» **Listed records**

==============================

PR #29, opened 2019-05-13
Replace axios with window.fetch

bradlc:
As discussed in #19, this PR replaces `axios` with browser-native `fetch` and `AbortController`, significantly reducing the size of Inertia for those that don’t use `axios` elsewhere in their app.

Out-of-the-box browser support is reduced to [those that support `fetch` and `AbortController`](https://caniuse.com/#feat=abortcontroller), but users can polyfill these to increase support. If that feels like it’s burdening the user too much, you could provide a build with polyfills included, or something like that.

### DIFF
--- a/src/inertia.js
+++ b/src/inertia.js
@@ -75,7 +75,9 @@ export default {
         ...this.version ? { 'X-Inertia-Version': this.version } : {},
       },
     }).then(response => {
-      if (this.isInertiaResponse(response)) {
+      if (response.status === 409 && response.headers.has('x-inertia-location')) {
+        return this.hardVisit(true, response.headers.get('x-inertia-location'))
+      } else if (this.isInertiaResponse(response)) {
         return response.json()
       } else {
         response.text().then(data => this.showModal(data))
@@ -83,12 +85,6 @@ export default {
     }).catch(error => {
       if (error.name === 'AbortError') {
         return
-      } else if (error.response.status === 409 && error.response.headers.has('x-inertia-location')) {
-        return this.hardVisit(true, error.response.headers.get('x-inertia-location'))
-      } else if (this.isInertiaResponse(error.response)) {
-        return error.response.json()
-      } else if (error.response) {
-        error.response.text().then(data => this.showModal(data))
       } else {
         return Promise.reject(error)
       }
--- a/src/inertia.js
+++ b/src/inertia.js
@@ -1,4 +1,3 @@
-import fetch, { AbortController } from 'unfetch-abortable'
 import nprogress from 'nprogress'
 
 export default {
@@ -61,7 +60,7 @@ export default {
 
     this.abortController = new AbortController()
 
-    return fetch(url, {
+    return window.fetch(url, {
       method: method,
       ...this.hasBody(method) ? { body: JSON.stringify(data) } : {},
       signal: this.abortController.signal,
--- a/src/inertia.js
+++ b/src/inertia.js
@@ -1,10 +1,9 @@
-import axios from 'axios'
 import nprogress from 'nprogress'
 
 export default {
   setPage: null,
   version: null,
-  cancelToken: null,
+  abortController: null,
   progressBar: null,
   modal: null,
 
@@ -30,7 +29,16 @@ export default {
   },
 
   isInertiaResponse(response) {
-    return response && response.headers['x-inertia']
+    return response && response.headers.has('x-inertia')
+  },
+
+  hasBody(method) {
+    return ['GET', 'HEAD'].indexOf(method.toUpperCase()) === -1
+  },
+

==============================

» **Task statement**
Find the lines above that contain "null" and report their number, without comment.

» **Answer**
6